A GLM was used to determine the relationship between global modularity and individual performance on the TOWRE (total word efficiency, standard score). If subject data was available at multiple timepoints (n = 30), it was averaged together to produce a single value. Multiple supplementary analyses were also completed to ensure that effects were not driven by cohort or motion confounds: models were also analyzed for grades 3 and 4 separately, and also when including a measure of subject motion (mean global signal change). We also examined whether there were differences in the modularity relationship between TOWRE subtests (sight word efficiency (SWE) and phonemic decoding efficiency (PDE)).
To test whether there was an RSN-level trend in the modularity-to-reading relationships, node modularity values were also investigated. For the set of nodes comprising each RSN, a one-sample t test was performed to see whether the RSN average was significantly greater than the global node average.
Mapping dyslexia abnormalities onto hub areas
Two decades of neuroimaging research have allowed a relative consensus to form as to which brain regions are commonly dysfunctional in dyslexia. To determine whether there was any pattern related to network architecture in these areas, we gathered all activations from three meta-analyses comparing fMRI responses for individuals with dyslexia to typical readers [
7‐
9]. The meta-analyses encompassed a total of 68 studies comparing dyslexic and typically developing individuals. Sample populations included children and adults under different experimental conditions. All brain areas that showed atypical activation in dyslexia (either greater or less activity) were included. When an activation spanned a large area, all reported local maxima were included.

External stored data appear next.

PR #709, opened 2018-07-26
Do not ignore "Image out-of-sync" internal LVs

vojtechtrefny:
These are still "valid" existing internal RAID LVs just not synced
yet.

We are using internal lvs to calculate `free_space` property of vgs. If we ignore these we will report wrong free space, see https://github.com/storaged-project/blivet-gui/issues/107

There is also an issue in lvmdbus (https://bugzilla.redhat.com/show_bug.cgi?id=1608930) -- it doesn't update the Attr property of the LVs so we ignore all internal lvs for raid LVs (because the type is never changed from *(I)mage out-of-sync* to *(i)mage, mirror or raid*).


vojtechtrefny:
New PR for 3.0-devel: #710

PR #711, opened 2018-08-02
Fixed various issues preventing successful build

japokorn:
- now marked as pylint false positive: non-existing 'id' attribute of ObjectID and its children
- fixed sudden wild ksdata variable reappearance caused by merging


japokorn:
Moved PR to 3.1-devel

To get measures of hubness across the brain, we used data from a connectomics study by Power and colleagues [
36]. That study reports the
participation coefficient for each of the 264 nodes previously described. The participation coefficient reflects the diversity of a node’s connectivity to different RSNs, where a higher value indicates that the node is correlated with many different RSNs. Activations from the dyslexia meta-analyses were then mapped to the geometrically closest node from this dataset, resulting in a small set of dyslexia-related nodes and a larger, unaffected set. The nodes and descriptions, along with their suggested system and atlas label, are available as an Additional file
1.
The distribution of participation coefficients across the 264 nodes was non-normal, with a large group of areas having low participation coefficients (i.e., affiliated with few RSNs) and a smaller hub-like group. Therefore, a Wilcoxon rank-sum test was performed on the participation coefficients for the two groups, which tests for the equivalence of two distributions in a non-parametric fashion.